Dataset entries
━━━━━━━━━━

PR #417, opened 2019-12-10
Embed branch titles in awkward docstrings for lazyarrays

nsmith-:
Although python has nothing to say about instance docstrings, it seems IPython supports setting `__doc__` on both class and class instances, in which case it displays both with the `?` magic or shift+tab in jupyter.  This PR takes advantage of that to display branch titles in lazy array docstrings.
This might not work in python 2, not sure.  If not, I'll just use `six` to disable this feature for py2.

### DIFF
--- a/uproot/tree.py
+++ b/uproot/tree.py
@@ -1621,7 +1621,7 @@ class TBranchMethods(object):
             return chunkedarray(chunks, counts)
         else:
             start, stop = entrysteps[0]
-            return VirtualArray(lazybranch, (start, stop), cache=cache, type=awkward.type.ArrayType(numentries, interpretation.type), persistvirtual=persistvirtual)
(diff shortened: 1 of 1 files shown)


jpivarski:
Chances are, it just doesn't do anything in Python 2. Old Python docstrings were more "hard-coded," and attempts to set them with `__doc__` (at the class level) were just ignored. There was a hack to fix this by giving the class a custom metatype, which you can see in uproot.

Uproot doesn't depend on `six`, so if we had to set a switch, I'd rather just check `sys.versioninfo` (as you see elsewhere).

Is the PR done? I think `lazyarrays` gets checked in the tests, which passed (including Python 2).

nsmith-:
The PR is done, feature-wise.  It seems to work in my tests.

━━━━━━━━━━

- **Task**
With every word kept as it is, set down the entries again.

- **Task answer**
PR #417, opened 2019-12-10
Embed branch titles in awkward docstrings for lazyarrays

nsmith-:
Although python has nothing to say about instance docstrings, it seems IPython supports setting `__doc__` on both class and class instances, in which case it displays both with the `?` magic or shift+tab in jupyter.  This PR takes advantage of that to display branch titles in lazy array docstrings.
This might not work in python 2, not sure.  If not, I'll just use `six` to disable this feature for py2.

### DIFF
--- a/uproot/tree.py
+++ b/uproot/tree.py
@@ -1621,7 +1621,7 @@ class TBranchMethods(object):
             return chunkedarray(chunks, counts)
         else:
             start, stop = entrysteps[0]
-            return VirtualArray(lazybranch, (start, stop), cache=cache, type=awkward.type.ArrayType(numentries, interpretation.type), persistvirtual=persistvirtual)
(diff shortened: 1 of 1 files shown)


jpivarski:
Chances are, it just doesn't do anything in Python 2. Old Python docstrings were more "hard-coded," and attempts to set them with `__doc__` (at the class level) were just ignored. There was a hack to fix this by giving the class a custom metatype, which you can see in uproot.

Uproot doesn't depend on `six`, so if we had to set a switch, I'd rather just check `sys.versioninfo` (as you see elsewhere).

Is the PR done? I think `lazyarrays` gets checked in the tests, which passed (including Python 2).

nsmith-:
The PR is done, feature-wise.  It seems to work in my tests.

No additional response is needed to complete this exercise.